Issue #389, opened 2020-12-03
Add more integration tests for the lib


Luni-4:
We should add more integration tests for the languages we are already providing

Luni-4:
We could create a `data` directory containing a subdirectory for each programming language. In each of this subdirectories, it is present a repository of a medium-size project. For example:
- `data/javascript` ---> [pdf.js](https://github.com/mozilla/pdf.js)
- `data/cpp --> [deepspeech](https://github.com/mozilla/DeepSpeech)
- `data/rust` ---> [grcov](https://github.com/mozilla/grcov)

and so on

Each repository is pinned to a specific version and they are treated as git submodules.

The `tests` directory contains an integration test for each subdirectory and it can verify different properties:
- See whether the metrics are computed and their comparison is correct
- See if a project does not contain error nodes

Luni-4:
PR #724 added integration tests for the following languages:
- Rust
- Javascript
- C/C++

Other integration tests need to be added:
- [ ] Java
- [ ] TypeScript

PR #724, opened 2021-12-15
Add more integration tests

marco-ballario:
This PR adds DeepSpeech and grcov as git submodules, their json metrics files and 2 integration tests.
The tests compare rca output for the submodules with their json files previously generated.
To do that I used the APIs to process files in a directory concurrently introduced here: https://github.com/mozilla/rust-code-analysis/pull/709
It partly resolves issue #389

### DIFF
--- a/src/tools.rs
+++ b/src/tools.rs
@@ -229,13 +229,17 @@ pub fn guess_language<P: AsRef<Path>>(buf: &[u8], path: P) -> (Option<LANG>, Str
     }
 }
 
+/// Replaces \n and \r ending characters with a single generic \n
 pub(crate) fn remove_blank_lines(data: &mut Vec<u8>) {
-    let count_trailing = data.iter().rev().take_while(|&c| *c == b'\n').count();
+    let count_trailing = data
+        .iter()
+        .rev()
+        .take_while(|&c| (*c == b'\n' || *c == b'\r'))
+        .count();
     if count_trailing > 0 {
-        data.truncate(data.len() - count_trailing + 1);
-    } else {
-        data.push(b'\n');
+        data.truncate(data.len() - count_trailing);
     }
+    data.push(b'\n');
 }
 
 pub(crate) fn normalize_path<P: AsRef<Path>>(path: P) -> PathBuf {
--- a/tests/test.rs
+++ b/tests/test.rs
@@ -1,0 +1,276 @@
+use globset::GlobSet;
+use globset::{Glob, GlobSetBuilder};
+use rust_code_analysis::LANG;
+use rust_code_analysis::*;
+use std::fs::*;
+use std::io::BufReader;
+use std::path::Path;
+use std::path::PathBuf;
+use std::process;
+use std::process::Command;
+use std::sync::Once;
+
+// Synchronization primitive
+static INIT: Once = Once::new();
+
+#[derive(Debug)]
+struct Config {
+    language: Option<LANG>,
+    output_folder: String,
+}
+
+fn act_on_file(path: PathBuf, cfg: &Config) -> std::io::Result<()> {
+    // Open file
+    let source = if let Some(source) = read_file_with_eol(&path)? {
+        source
+    } else {
+        return Ok(());
+    };
+
+    // Guess programming language
+    let language = if let Some(language) = cfg.language {
+        language
+    } else if let Some(language) = guess_language(&source, &path).0 {
+        language
+    } else {
+        return Ok(());
+    };
+
+    // Build json file path
+    let file_path = Path::new(&cfg.output_folder)
+        .join(path.strip_prefix("./").unwrap())
+        .into_os_string()
+        .into_string()
+        .unwrap()
+        + ".json";
+
+    // Produce and compare metrics only if json file exists
+    if Path::new(&file_path).exists() {
+        // Get FuncSpace struct
+        let funcspace_struct = get_function_spaces(&language, source, &path, None).unwrap();
+
+        // Get Value struct from json file
+        let file = File::open(file_path)?;
+        let reader = BufReader::new(file);
+        let value_struct = serde_json::from_reader(reader)?;
+
+        // Compare the 2 structs
+        compare_structs(&funcspace_struct, &value_struct);
+    }
+
+    Ok(())
+}
+
+/// Compares a FuncSpace and a Value field by field
+fn compare_structs(funcspace: &FuncSpace, value: &serde_json::Value) {
+    let fsname = funcspace
+        .name
+        .as_deref()
+        .unwrap_or_default()
+        .replace("\r", "");
+    let name1 = Path::new(&fsname);
+    let name2 = Path::new(value["name"].as_str().unwrap_or_default());
+    assert_eq!(name1, name2);
+
+    let start_line1 = funcspace.start_line;
+    let start_line2 = value["start_line"].as_u64().unwrap() as usize;
+    assert_eq!(start_line1, start_line2);
+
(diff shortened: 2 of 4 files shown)


.gitmodules
```diff
@@ -0,0 +1,6 @@
+[submodule "tests/data/cpp/DeepSpeech"]
+	path = tests/data/cpp/DeepSpeech
+	url = https://github.com/mozilla/DeepSpeech.git
+[submodule "tests/data/rust/grcov"]
+	path = tests/data/rust/grcov
+	url = https://github.com/mozilla/grcov.git
```
marco-c, line 6: I think it'd be preferable to avoid submodules, and simply clone the repos at the time we have to run the tests. This way we don't force everyone to clone them even if they don't need to run the intergration tests, and the repository stays smaller.

marco-c:
Might be better to avoid storing all the expected JSON files in the repo, but run RCA before/after a change like we do for mozilla-central integration tests.
Another option would be to store all the JSON in a separate repository that we clone at the time of the integration tests, this way we don't need to store all these JSON files in this repository.

.gitmodules
marco-ballario: I will try to replace submodules with git clone commands at the beginning of my tests. In that way repositories are downloaded as first thing while running the tests (if not already present locally). Together with the repositories, I will also try to clone a specific version of RCA during my tests, so I can use it to produce the json files.

Thanks a lot for the suggestions!

marco-c: > I will also try to clone a specific version of RCA during my tests, so I can use it to produce the json files.

We can also store them in a separate repo, it might actually be better:
1) We avoid running RCA twice (before and after)
2) We have a history of how the values change over time with the evolution of RCA

marco-ballario: You're right, I can try that!
Where should I create the repository containing all the json files?

marco-c: You can create it in your personal GitHub account for now

marco-ballario: Michele gave me the permission to create the repository at https://github.com/SoftengPoliTo, so I will try to create it there.
Thanks for the support!

Luni-4 (approved):
Seems fine to me! Thank you!

src/tools.rs
```diff
@@ -232,7 +232,7 @@ pub fn guess_language<P: AsRef<Path>>(buf: &[u8], path: P) -> (Option<LANG>, Str
 pub(crate) fn remove_blank_lines(data: &mut Vec<u8>) {
     let count_trailing = data.iter().rev().take_while(|&c| *c == b'\n').count();
     if count_trailing > 0 {
-        data.truncate(data.len() - count_trailing + 1);
```
marco-c, line 235: Why is this change required?

src/concurrent_files.rs
```diff
@@ -92,6 +92,7 @@ where
         }
         if path.is_dir() {
             for entry in WalkDir::new(path)
+                .sort_by_file_name()
```
marco-c, line 95: Why is this change required?

tests/test.rs
```diff
@@ -0,0 +1,270 @@
...
+    compare_rca_output_with_files(
+        "v0.9.3",
+        "https://github.com/mozilla/DeepSpeech.git",
+        "./tests/repositories/DeepSpeech",
+        &["*.cc", "*.cpp", "*.h", "*.hh"],
+    );
+}
+
+#[test]
+fn test_grcov() {
```
marco-c, line 253: We could use the Rust standard library ("library" subfolder in https://github.com/rust-lang/rust, but you can just use the whole repo since you have the `.rs` glob) for testing Rust, this way we make sure we're good with latest Rust language features (they are definitely going to use them in the Rust standard library).

src/tools.rs
marco-ballario: During my tests I noticed that few DeepSpeech source files generated different json files in Windows and Linux. Thanks to @Luni-4 and @lu-zero help we determined that the cause of those differences were the end of line formats at the end of few downloaded source files. This line should fix this issue and allow the generation of the same json files both in Windows and in Linux.

src/concurrent_files.rs
marco-ballario: We found that file access order in a directory depends on the operating system policy. This line should define a unique deterministic exploration order valid for every operating system.

tests/test.rs
marco-ballario: Thank you for the review! Do you think I should substitute grcov tests with Rust standard library tests? Or I can leave grcov tests and simply add Rust standard library tests?

src/concurrent_files.rs
marco-c: Why do we need a deterministic exploration order?

tests/test.rs
marco-c: Both options work for me, you choose ;)

src/tools.rs
marco-c: Unless I'm mistaken, after your change this line is basically doing nothing (truncating `data` to its full length) and the `remove_blank_lines` function wouldn't actually remove blank lines.
@calixteman why was `remove_blank_lines` necessary?

Luni-4: I added that function to remove the blank lines at the end of a file, such that we don't consider them for the `Blank` metric counting. But on Windows new lines are identified by `/r/n`, so we have a different `data` length when we compare the source files parsed on Linux with the ones parsed on Windows. One solution could be leaving blank lines at the end of a file, as implemented in this PR (I agree with this approach because blank lines at the end of a file should be considered), otherwise we can find `\r\n` on Windows

src/concurrent_files.rs
marco-ballario: You are right. It seems this line is not strictly necessary for the tests to work. Source files can be read in any order since the json file path is deducted directly from the source file path. Comparisons for a single file will never be affected by this change. I will remove this change. Thank you for pointing this out!

src/tools.rs
marco-c: > One solution could be leaving blank lines at the end of a file, as implemented in this PR

So we could just remove the `remove_blank_lines` function entirely?

src/concurrent_files.rs
marco-c: No problem! I actually didn't know that it wasn't necessary, it's good I asked :)

src/tools.rs
Luni-4: Looking more carefully the code, `remove_blank_lines` removes blank lines when `count_trailing > 0` leaving a single new line at the end of a file. So my first solution is not feasible, the second one is correct instead

src/tools.rs
```diff
@@ -229,13 +229,17 @@ pub fn guess_language<P: AsRef<Path>>(buf: &[u8], path: P) -> (Option<LANG>, Str
     }
 }
 
+/// Replaces \n and \r ending characters with a single generic \n
 pub(crate) fn remove_blank_lines(data: &mut Vec<u8>) {
-    let count_trailing = data.iter().rev().take_while(|&c| *c == b'\n').count();
+    let count_trailing = data
+        .iter()
+        .rev()
+        .take_while(|&c| (*c == b'\n' || *c == b'\r'))
```
marco-c, line 237: This is going to count Windows newlines twice.
On Linux you would have `Ciao\nCiao\n\n`, and so count would be 2.
On Windows you would have `Ciao\r\nCiao\r\n\r\n`, and so count would be 4.

marco-c: Forget it, the code after is removing the characters and not the lines.

marco-c (approved):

-------

▸ What the task requires: Please state the number of lines in the data above that hold the word "Once", without any other text.

▸ Answer to the exercise: 2